L’Olanda è la nazione con più ciclisti al mondo e, insieme, quella in cui pedalare risulta probabilmente più sicuro. Benché questa ottimale condizione appaia oggi così pervasiva e strutturale da sembrare “naturale”, sarebbe sufficiente tornare indietro nel tempo di circa quarant’anni per trovare una situazione completamente diversa.

In seguito all’eccezionale boom economico manifestatosi tra gli anni ’50 e ’60, un grandissimo numero di automobili invase le strade olandesi, portando con sé molti lavori legati alla realizzazione di strade e infrastrutture adeguate ad accogliere un grande flusso di traffico. Questa direzione di sviluppo penalizzò il ciclismo, che diminuì con un tasso del 6% annuo. Soprattutto, l’Olanda fu funestata da un inopinato numero di incidenti che causarono, nel solo 1971, ben 3300 morti di cui oltre 400 fra minori.
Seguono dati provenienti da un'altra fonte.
Issue #1536, opened 2024-11-29
Copy context menu items on message do not work


paul-green:
The **Copy ..** menu items on each message do not work;

- Copy Message
- Copy Key
- Copy Value
- Copy Epoch Timestamp

I tried each of these and nothing is put in the clipboard

jvorcak:
As far as I can check it should work now, feel free to re-open in case you can still experience this issue.

PR #1606, opened 2025-02-03
Fixes a bug when downloading messages

jvorcak:


jvorcak:
Fixes https://github.com/redpanda-data/console/issues/1536#event-16125815205

I verified that download does't work, but as for copy to clipboard, everything works for me on all the platforms, browsers, etc.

Questa terribile situazione generò violente proteste popolari che portarono a cambiare completamente direzione.

In concomitanza con la crisi petrolifera del 1973, il primo ministro olandese Joop den Uyl decretò una svolta nel sistema di trasporti. La nuova politica si mostrò fin da subito nettamente orientata alla mobilità su due ruote, con pedonalizzazione di centri storici e sperimentazioni di percorsi ciclabili completi e sicuri nelle città di Den Haag e Tilburg, luoghi ove il ciclismo crebbe istantaneamente con un tasso di oltre il 60%.

La felice storia del ciclismo in Olanda, ben riassunta da questo video, mostra che è possibile incontrare condizioni culturali così radicate da sembrare “naturali”, anche se di fatto non lo sono. L’attuale viabilità olandese è frutto di una scelta collettiva e di un processo di cambiamento sostenuto con tenacia ed efficacia a fronte di condizioni di partenza decisamente avverse.